EXERCISE>
Each line from the start of the entries through the line that contains "Also improved the message to user" should be output exactly, please.
_ _ _ _ _
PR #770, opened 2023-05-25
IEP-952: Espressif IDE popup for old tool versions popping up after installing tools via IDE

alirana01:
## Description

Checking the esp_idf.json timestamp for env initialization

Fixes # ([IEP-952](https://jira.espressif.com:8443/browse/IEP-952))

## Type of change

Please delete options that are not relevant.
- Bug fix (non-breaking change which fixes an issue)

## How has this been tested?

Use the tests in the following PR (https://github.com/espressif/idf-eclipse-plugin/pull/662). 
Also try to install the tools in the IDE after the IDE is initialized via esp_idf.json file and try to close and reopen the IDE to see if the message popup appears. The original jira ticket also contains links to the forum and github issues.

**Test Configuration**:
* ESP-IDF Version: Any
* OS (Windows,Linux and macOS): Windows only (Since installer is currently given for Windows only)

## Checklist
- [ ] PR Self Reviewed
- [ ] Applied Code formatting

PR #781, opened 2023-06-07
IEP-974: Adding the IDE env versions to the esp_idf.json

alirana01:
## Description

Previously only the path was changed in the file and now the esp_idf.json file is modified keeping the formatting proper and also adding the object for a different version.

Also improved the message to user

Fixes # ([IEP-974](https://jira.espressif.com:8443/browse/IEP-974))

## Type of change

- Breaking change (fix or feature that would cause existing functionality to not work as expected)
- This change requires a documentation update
_ _ _ _ _
REPLY>
PR #770, opened 2023-05-25
IEP-952: Espressif IDE popup for old tool versions popping up after installing tools via IDE

alirana01:
## Description

Checking the esp_idf.json timestamp for env initialization

Fixes # ([IEP-952](https://jira.espressif.com:8443/browse/IEP-952))

## Type of change

Please delete options that are not relevant.
- Bug fix (non-breaking change which fixes an issue)

## How has this been tested?

Use the tests in the following PR (https://github.com/espressif/idf-eclipse-plugin/pull/662). 
Also try to install the tools in the IDE after the IDE is initialized via esp_idf.json file and try to close and reopen the IDE to see if the message popup appears. The original jira ticket also contains links to the forum and github issues.

**Test Configuration**:
* ESP-IDF Version: Any
* OS (Windows,Linux and macOS): Windows only (Since installer is currently given for Windows only)

## Checklist
- [ ] PR Self Reviewed
- [ ] Applied Code formatting

PR #781, opened 2023-06-07
IEP-974: Adding the IDE env versions to the esp_idf.json

alirana01:
## Description

Previously only the path was changed in the file and now the esp_idf.json file is modified keeping the formatting proper and also adding the object for a different version.

Also improved the message to user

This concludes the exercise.